Financial rehabilitation

The aim is to carry out any necessary measures to restore debtors’ solvency and settle their debts. The court and the creditors control the process. The application must include a rehabilitation plan that ensures the debtor’s obligations will be met. The court appoints a receiver to be the administrative manager, who supervises and controls the debtor’s affairs during the period of the financial rehabilitation. The administrative manager examines the debt repayment schedule and monitors any financial restructuring plans.

At least one month before the period of financial rehabilitation expires, the debtor must provide the administrative manager with a report on the results of the financial rehabilitation. Once the report has been examined, the manager must prepare an opinion on the extent to which debts have been paid and the financial restructuring plan has been achieved. The opinion is submitted to the court, which examines the results and either ends the proceedings, orders external administrator to manage the company, or declares the debtor bankrupt.


External administration

The objective is to restore the debtor’s solvency by applying special measures under an external administration plan, and to replace the debtor’s chief executive officer (CEO) with an independent external manager.
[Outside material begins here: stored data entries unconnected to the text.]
PR #8, opened 2017-01-27
Feature/drive to position command

imathno:
Implemented DriveToPositionCommand
Added new method to DriveTestBase
Added test for DriveToPositionCommand


Competition2017/src/competition/subsystems/drive/DriveSubsystem.java
```diff
@@ -5,6 +5,8 @@
 import com.google.inject.Inject;
 import com.google.inject.Singleton;
 
+import edu.wpi.first.wpilibj.Talon;
```
WasabiFan: What's this doing? It shouldn't be needed (if it is, something else is wrong).

Competition2017/src/competition/subsystems/drive/DriveSubsystem.java
```diff
@@ -43,6 +49,13 @@ public DriveSubsystem(WPIFactory factory, XPropertyManager propManager) {
         dVelProp = propManager.createPersistentProperty("Drive Vel D", -100);
         fVelProp = propManager.createPersistentProperty("Drive Vel F", 0);
         
+        leftDistanceProp = propManager.createEphemeralProperty("Left Distance", 0);
```
WasabiFan: Capitalize only the first letter of the property string; everything else should be lowercase.

Competition2017/src/competition/subsystems/drive/DriveSubsystem.java
```diff
@@ -148,7 +163,6 @@ public void tankDrivePowerMode(double leftPower, double rightPower) {
      * @param motor used to access the motor to set and give data
      */
     private void updateMotorConfig(XCANTalon motor) {
-        motor.configEncoderCodesPerRev((int)encoderCodesProperty.get());
```
WasabiFan, line 151: Why was this removed? Is the idea to do all the conversions ourselves? If so, the unused property should be removed. Also, the value should be explicitly set to 1 so that we aren't using whatever value was last set.

Competition2017/src/competition/subsystems/drive/DriveSubsystem.java
```diff
@@ -164,5 +178,20 @@ public void updateMotorTelemetry() {
         leftDriveSlave.updateTelemetryProperties();
         rightDrive.updateTelemetryProperties();
         rightDriveSlave.updateTelemetryProperties();
+        
+        leftDistanceProp.set(leftDrive.getPosition());
+        rightDistanceProp.set(rightDrive.getPosition());
+    }
+    
+    public double getDistance() {
+        return convertToInches(leftDrive.getPosition() - startPosition.get());
```
WasabiFan: It'd feel safer if this used both right and left (i.e. averaged them).

Competition2017/src/competition/subsystems/drive/DriveSubsystem.java
```diff
@@ -164,5 +178,20 @@ public void updateMotorTelemetry() {
...
+    }
+    
+    public void resetDistance() {
+        startPosition.set(convertToInches(leftDrive.getPosition()));
```
WasabiFan: This seems odd; we're using a property to frequently store data for immediate access by other code. I think this value should be stored in a local variable independent of the property.

Competition2017/src/competition/subsystems/drive/DriveSubsystem.java
WasabiFan: `startPosition` is already in inches, while `getPosition` returns ticks... and then it's put through an inch conversion. Something needs to be moved.

Competition2017/src/competition/subsystems/drive/DriveSubsystem.java
```diff
@@ -164,5 +178,20 @@ public void updateMotorTelemetry() {
         leftDriveSlave.updateTelemetryProperties();
         rightDrive.updateTelemetryProperties();
         rightDriveSlave.updateTelemetryProperties();
+        
+        leftDistanceProp.set(leftDrive.getPosition());
+        rightDistanceProp.set(rightDrive.getPosition());
+    }
+    
+    public double getDistance() {
```
WasabiFan: This isn't distance, this is displacement. It should be named as such.

Competition2017/src/competition/subsystems/drive/commands/DriveToPositionCommand.java
```diff
@@ -0,0 +1,48 @@
...
+    private final PIDManager travelManager;
+    
+    private final DoubleProperty distanceTolerance;
+    private double targetPosition;
+    
+    @Inject
+    public DriveToPositionCommand(DriveSubsystem driveSubsystem, XPropertyManager propManager) {
+        this.driveSubsystem = driveSubsystem;
+        this.requires(driveSubsystem);
+        this.travelManager = new PIDManager("DriveToPosition", propManager, 0.1, 0, 0);
```
WasabiFan: Spaces and lowercase in string so that it's easier to read.

Competition2017/src/competition/subsystems/drive/commands/DriveToPositionCommand.java
```diff
@@ -0,0 +1,48 @@
...
+        
+        distanceTolerance = propManager.createPersistentProperty("Distance Tolerance", 0.1);
```
WasabiFan: Wow, that's a pretty tight threshold! This should probably be increased a bit.

Competition2017/src/competition/subsystems/drive/commands/DriveToPositionCommand.java
```diff
@@ -0,0 +1,48 @@
...
+    }
+    
+    public void setTargetPosition(double targetPosition) {
+        this.targetPosition = driveSubsystem.convertToInches(targetPosition);
```
WasabiFan: These unit conversions scare me. It doesn't feel natural for the position to be in ticks here (I'd expect everything outside of the drive subsystem to be human units). If we do need to mix units, they should be documented.

Competition2017/src/competition/subsystems/drive/commands/DriveToPositionCommand.java
```diff
@@ -0,0 +1,48 @@
...
+    @Override
+    public void execute() {
+        double power = travelManager.calculate(targetPosition, driveSubsystem.getDistance());
+        
+        driveSubsystem.tankDrivePowerMode(power, power);
+    }
+    
+    @Override
+    public boolean isFinished() {
+        return travelManager.isOnTarget(distanceTolerance.get());
```
WasabiFan: Again -- are these inches or ticks?

Competition2017/src/competition/subsystems/drive/commands/DriveToPositionCommand.java
```diff
@@ -0,0 +1,48 @@
...
+
+import com.google.inject.Inject;
+
+import xbot.common.command.BaseCommand;
+import xbot.common.math.PIDManager;
+import xbot.common.properties.DoubleProperty;
+import xbot.common.properties.XPropertyManager;
+import competition.subsystems.drive.DriveSubsystem;
+
+public class DriveToPositionCommand extends BaseCommand{
```
WasabiFan: This feels more like a "drive for distance" command than a "drive to position" command. A _position_ implies to me that it's a point on the field in both dimensions.

Competition2017/tests/competition/subsystems/drive/DriveTestBase.java
```diff
@@ -30,4 +31,14 @@ public void verifyDriveSetpoints(double left, double right) {
         assertEquals(left, ((MockCANTalon)drive.leftDrive).getSetpoint(), 0.001);
         assertEquals(right, ((MockCANTalon)drive.rightDrive).getSetpoint(), 0.001);
     }
+    
+    public void verifyDrivePositive() {
+        assertTrue(((MockCANTalon)drive.leftDrive).getSetpoint() > 0);
```
WasabiFan, line 33: Is there a comparison assertion method? I can't remember if there is with JUnit.

Competition2017/tests/competition/subsystems/drive/commands/DriveToPositionCommandTest.java
```diff
@@ -0,0 +1,47 @@
...
+        verifyDriveNegative();
+    }
+    
+    @Test
+    public void isFinishedTest() {
+        DriveToPositionCommand command = injector.getInstance(DriveToPositionCommand.class);
+       
+        command.setTargetPosition(2);
+        
+        ((MockCANTalon)drive.leftDrive).setPosition(2);
```
WasabiFan: Can we also test something within the tolerance but not exactly at the target?

WasabiFan (dismissed):

Competition2017/src/competition/subsystems/drive/DriveSubsystem.java
imathno: I think @aschokking told me to remove this because they put in another implementation of this somewhere else.

Competition2017/src/competition/subsystems/drive/DriveSubsystem.java
imathno: There is no right talon on the summer bot so I was only using the left.

WasabiFan: I'm not sure what you mean. The summer bot has four drive talons, 2 per side, and one encoder per side.

Competition2017/src/competition/subsystems/drive/DriveSubsystem.java
imathno: Didnt mean to import that.

Competition2017/src/competition/subsystems/drive/DriveSubsystem.java
imathno: Doon

Competition2017/src/competition/subsystems/drive/DriveSubsystem.java
imathno: Done

Competition2017/src/competition/subsystems/drive/DriveSubsystem.java
imathno: I was only getting values from the leftDrive

imathno: startPosition starts at ticks if you go up you'll see there is a doubleProperty

imathno: oops didn't even notice that.

Competition2017/src/competition/subsystems/drive/DriveSubsystem.java
WasabiFan: What is that other implementation? The inch conversion function?

imathno: Idk he just told me to remove this and I think this has nothing to do with the inch conversion function.

WasabiFan: @aschokking can you elaborate?

aschokking: I don't remember anything about this guy, if I had said to remove it that was probably a mistake. 

I agree just leaving it at something like 1.0 would probably be simplest though.

Competition2017/src/competition/subsystems/drive/DriveSubsystem.java
aschokking: These were the debug properties that we should probably remove or rename them to be encoder ticks or something

Competition2017/src/competition/subsystems/drive/DriveSubsystem.java
aschokking: Indeed we were only getting values for one of the encoders and it's really tricky to get at the electronics on the summer bot to verify it was really there on the other side and plugged in etc.. As you said we'll want both sides averaged together on the final bot but I imagine we'll be using the summer bot for drive testing at least for the next few meetings. Maybe let's have the code to handle both there but commented out?

Competition2017/src/competition/subsystems/drive/DriveSubsystem.java
aschokking: @WasabiFan are you advocating against having a startPosition property or just to also have a local variable in parallel for reading?

Competition2017/src/competition/subsystems/drive/DriveSubsystem.java
WasabiFan: Are you saying that there was a technical problem preventing you from getting data? What was the behavior?

You bring up a good point; it would be nice to be able to operate on just a single encoder if something gets disconnected.

Competition2017/src/competition/subsystems/drive/commands/DriveToPositionCommand.java
aschokking: Agreed! (should be inches everywhere outside of the drive subsystem)

Competition2017/tests/competition/subsystems/drive/DriveTestBase.java
aschokking: Not that I'm aware of either.

Competition2017/src/competition/subsystems/drive/DriveSubsystem.java
WasabiFan: The latter. I think that the property for telemetry purposes is good; it's just the use of such a property as a local immediate variable that makes me uncomfortable.

Competition2017/src/competition/subsystems/drive/DriveSubsystem.java
WasabiFan: We should check the docs to see if this is a property that is maintained in flash memory. If it is, we need to make sure that we call this everywhere.

Competition2017/src/competition/subsystems/drive/commands/DriveToPositionCommand.java
imathno: Done

Competition2017/src/competition/subsystems/drive/commands/DriveToPositionCommand.java
imathno: Updated the value to 1

Competition2017/src/competition/subsystems/drive/commands/DriveToPositionCommand.java
imathno: Everything in the DriveSubsystem is now in ticks

Competition2017/src/competition/subsystems/drive/commands/DriveToPositionCommand.java
imathno: Everything in the DriveToPositionCommand is in inches

Competition2017/src/competition/subsystems/drive/commands/DriveToPositionCommand.java
JohnGilb: Agree. This should be renamed to something like "DriveForDistanceCommand"

Competition2017/src/competition/subsystems/drive/DriveSubsystem.java
```diff
@@ -38,10 +42,17 @@ public DriveSubsystem(WPIFactory factory, XPropertyManager propManager) {
...
-        pVelProp = propManager.createPersistentProperty("Drive Vel P", 2);
-        iVelprop = propManager.createPersistentProperty("Drive Vel I", 0);
-        dVelProp = propManager.createPersistentProperty("Drive Vel D", -100);
-        fVelProp = propManager.createPersistentProperty("Drive Vel F", 0);
+        pVelProp = propManager.createPersistentProperty("Drive vel P", 2);
+        iVelprop = propManager.createPersistentProperty("Drive vel I", 0);
+        dVelProp = propManager.createPersistentProperty("Drive vel D", -100);
+        fVelProp = propManager.createPersistentProperty("Drive vel F", 0);
+        
+        leftDistanceProp = propManager.createEphemeralProperty("Left distance", 0);
```
aschokking: let's rename these guys "Left encoder ticks" instead so we don't get confused about units?

Competition2017/src/competition/subsystems/drive/DriveSubsystem.java
```diff
@@ -54,11 +65,13 @@ public DriveSubsystem(WPIFactory factory, XPropertyManager propManager) {
         configMotorTeam(rightDrive, rightDriveSlave);
         rightDrive.createTelemetryProperties("Right master", propManager);
         rightDriveSlave.createTelemetryProperties("Right slave", propManager);
+
+        resetDistance();
```
aschokking: Let's add a command to reset the distance as well

Competition2017/src/competition/subsystems/drive/DriveSubsystem.java
```diff
@@ -148,7 +161,7 @@ public void tankDrivePowerMode(double leftPower, double rightPower) {
      * @param motor used to access the motor to set and give data
      */
     private void updateMotorConfig(XCANTalon motor) {
-        motor.configEncoderCodesPerRev((int)encoderCodesProperty.get());
+        //motor.configEncoderCodesPerRev((int)encoderCodesProperty.get());
```
aschokking: delete line rather than commenting it out

Competition2017/src/competition/subsystems/drive/commands/DriveToPositionCommand.java
JohnGilb: Given that we need to be deliberate about this when reading through it, we should probably append "Ticks" or "Inches" to any properties or variables that contain distance information.

so, "distanceToleranceInches"

Competition2017/src/competition/subsystems/drive/DriveSubsystem.java
aschokking: @JohnGilb is going to verify in the docs if the value is preserved or not.

JohnGilb (changes requested):
See my comments above.

Competition2017/src/competition/subsystems/drive/commands/DriveToPositionCommand.java
aschokking: It is 'To' an absolute distance though as opposed to a relative one. I can see your point about position vs distance but it this year sans mechanum we'll probably never have anything about x/y driving so probably won't get confused with anything else.

aschokking (approved):

Competition2017/src/competition/subsystems/drive/DriveSubsystem.java
JohnGilb: My most recent read through of the docs suggests that it is not.

Motion Control Profile (MCP) value are saved locally, and those values are:
P Gain: Kp constant to use when control mode is a closed-loop mode.
I Gain: KI constant to use when control mode is a closed-loop mode.
D Gain: KD constant to use when control mode is a closed-loop mode.
F Gain: KF constant to use when control mode is a closed-loop mode.
I Zone: Integral Zone. When nonzero, Integral Accumulator is automatically cleared
when the absolute value of Closed-Loop Error exceeds it.
(Closed-Loop) Ramp Rate: Ramp rate to apply when control mode is a closed-loop
mode.
Allowable Closed-Loop Error: When Closed-Loop Error’s magnitude is less than this
signal, Integral Accum and motor output are auto-zeroed during closed-loop.
Peak Closed-Loop Output: Caps the maximal or peak motor-output during closed-loop.
Nominal Closed-Loop

this does not appear to include encoder configuration.

Competition2017/src/competition/subsystems/drive/DriveSubsystem.java
```diff
@@ -164,5 +177,26 @@ public void updateMotorTelemetry() {
...
+        leftDistanceProp.set(leftDrive.getPosition());
+        rightDistanceProp.set(rightDrive.getPosition());
+    }
+    
+    public double getDisplacement() {
+        /* TODO add more values from other motors for accuracy */
+        return convertTicksToInches(leftDrive.getPosition() - startPositionTicks.get());
+    }
+    
+    public void resetDistance() {
```
aschokking: let's call this resetDisplacement so it's clear they're talking about the same thing if we're going with displacement instead

Competition2017/src/competition/subsystems/drive/DriveSubsystem.java
```diff
@@ -47,10 +47,10 @@ public DriveSubsystem(WPIFactory factory, XPropertyManager propManager) {
         dVelProp = propManager.createPersistentProperty("Drive vel D", -100);
         fVelProp = propManager.createPersistentProperty("Drive vel F", 0);
         
-        leftDistanceProp = propManager.createEphemeralProperty("Left distance", 0);
-        rightDistanceProp = propManager.createEphemeralProperty("Right distance", 0);
+        leftEncoderTicksProp = propManager.createEphemeralProperty("Left encoder ticks", 0);
```
WasabiFan: Given that we'll also have left and right shooters, could we include the word "drive" somewhere in the property name?

imathno: Done

Competition2017/src/competition/subsystems/drive/commands/DriveToPositionCommand.java
```diff
@@ -0,0 +1,52 @@
...
+    private final PIDManager travelManager;
+    
+    private final DoubleProperty distanceToleranceInches;
+    private double targetPosition;
+    
+    @Inject
+    public DriveToPositionCommand(DriveSubsystem driveSubsystem, XPropertyManager propManager) {
+        this.driveSubsystem = driveSubsystem;
+        this.requires(driveSubsystem);
+        this.travelManager = new PIDManager("Drive to position", propManager, 0.1, 0.1, 0.1);
```
JohnGilb: Unless you already know that 0.1 is a good constant for the I term, it's recommended to have it be at 0 (since it can lead to extreme robot behavior).

JohnGilb (approved):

Once the procedure begins, the court appoints a receiver known as the external manager, who must draft an external administration plan setting out the measures necessary to restore the debtor’s solvency within the period of the external administration procedure. At the end of the period, the manager prepares and submits a report to the creditor’s meeting, together with a proposal of one of the following four options:

  • end judicial proceedings, if all creditors have been settled;
  • extend the period;
  • end external administrator, as the debtor is now solvent;
  • enter administration and file for bankruptcy.


Amicable arrangement

Debtors and creditors may make an amicable arrangement to adjust debtors’ liabilities on negotiated terms during any rescue procedures. Generally, an amicable arrangement ends the powers of court-appointed receivers. If a debtor fails to comply with terms of an amicable arrangement, creditors are entitled to ask for a bailiff to execute the agreement.



The purpose of insolvency is to sell the debtor’s property and use the proceeds to pay creditors’ claim in proportionate amounts. The court may initiate the process during supervision, financial rehabilitation, or external administration. It appoints a receiver (insolvency manager) to replace the debtor’s CEO. The court and the creditors control the activity of the insolvency manager, who must provide progress reports. At the end of the proceedings, the court reviews the list of satisfied and unsatisfied claims. If they are fully satisfied, the court rules the proceedings complete and the debtor is liquidated. If they are not satisfied, proceedings are terminated, the debtor company is dissolved, and unsatisfied creditor’s claims are to be written off.